Three fire companies to close if no new funds found

Layoff notices go out as city scrambles for balanced budget

June 01, 2010|By Julie Scharper and Arthur Hirsch, The Baltimore Sun

Hundreds of city workers were put on notice of potential layoff Tuesday, and officials named the three fire companies that would be shut down if the city cannot come up with the tens of millions of dollars needed to close a budget gap by the end of the month.

"This is heart-wrenching to a lot of workers," said Glen Middleton, executive director of AFSCME Council 67, who said 210 of some 3,000 employees represented by the union could be let go. "This is a sad day, it's a horrible day for a lot of these workers."

The fire companies that would close are Engine 36, along Edmondson Avenue in the Midtown- Edmondson neighborhood; Engine 52, near Mondawmin Mall and Druid Hill Park in Parkview/Woodbrook; and Truck Co. 15, in the Broadway East neighborhood.
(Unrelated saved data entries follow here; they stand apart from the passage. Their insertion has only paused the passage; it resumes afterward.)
PR #1922, opened 2018-05-16
Add new OMR platform define for Windows

youngar:


runtime/makelib/targets.mk.win.inc.ftl
```diff
@@ -135,22 +134,35 @@ UMA_EXEFLAGS+=/INCREMENTAL:NO /NOLOGO /LARGEADDRESSAWARE
...
 <#if uma.spec.processor.amd64>
-  <#if uma.spec.flags.build_newCompiler.enabled>
-    CFLAGS+=-D_AMD64_=1 -DWIN64 -D_WIN64 -DWIN32 -D_WIN32 -DJ9HAMMER
-    CXXFLAGS+=-D_AMD64_=1 -DWIN64 -D_WIN64 -DWIN32 -D_WIN32 -DJ9HAMMER
-  <#else>
-    CFLAGS+=-D_AMD64_=1 -DWIN64 -D_WIN64 -DWIN32 -D_WIN32 -DJ9HAMMER /FIPRE64PRA.H -Wp64
-    CXXFLAGS+=-D_AMD64_=1 -DWIN64 -D_WIN64 -DWIN32 -D_WIN32 -DJ9HAMMER /FIPRE64PRA.H -Wp64
+  CFLAGS+=-D_AMD64_=1 -DWIN64 -D_WIN64 -DJ9HAMMER
+  CXXFLAGS+=-D_AMD64_=1 -DWIN64 -D_WIN64 -DJ9HAMMER
+  <#if !uma.spec.flags.build_newCompiler.enabled>
```
pshipton: You can just delete the build_newCompiler check and options, its obsolete and no longer supported.

youngar: It looks like it is enabled in our specs: 
```xml
buildspecs/j9.flags:159:        <flag id="build_newCompiler">
buildspecs/win_x86-64.spec:141:         <flag id="build_newCompiler" value="true"/>
buildspecs/win_x86-64_cmprssptrs.spec:137:              <flag id="build_newCompiler" value="true"/>
buildspecs/win_x86.spec:140:            <flag id="build_newCompiler" value="true"/>
```
I will delete this flag, but should I delete the compile options?

pshipton: Right sorry. We need the options, but we don't need to check the flag which is always true and can be removed.

youngar: Right, makes sense. Thanks for clarifying!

Because fire stations house more than one company, the announcement does not mean that the stations themselves would be shut down.

But city officials expressed confidence that the three companies could be kept open as council members continue work on a series of new taxes. They said additional proceeds would go first to public safety. The city needs about $23 million, budget officials say, to prevent police department layoffs and major reductions in firefighting services.

Many of the layoffs could also be avoided, officials say, if the new taxes are adopted.

The rush of bleak budget news underscores the pressure facing Mayor Stephanie C. Rawlings-Blake and the City Council as they scramble to pass a balanced budget before the July 1 start of the next fiscal year.

Middleton said some workers received layoff notices directly, even though the contract says union officials are supposed to be notified first. He also claimed unfairness in how the employees were chosen for layoffs.

"It's got to be done with a sense of fairness," Middleton said. "Look at the level of management and supervision, then look at the workers."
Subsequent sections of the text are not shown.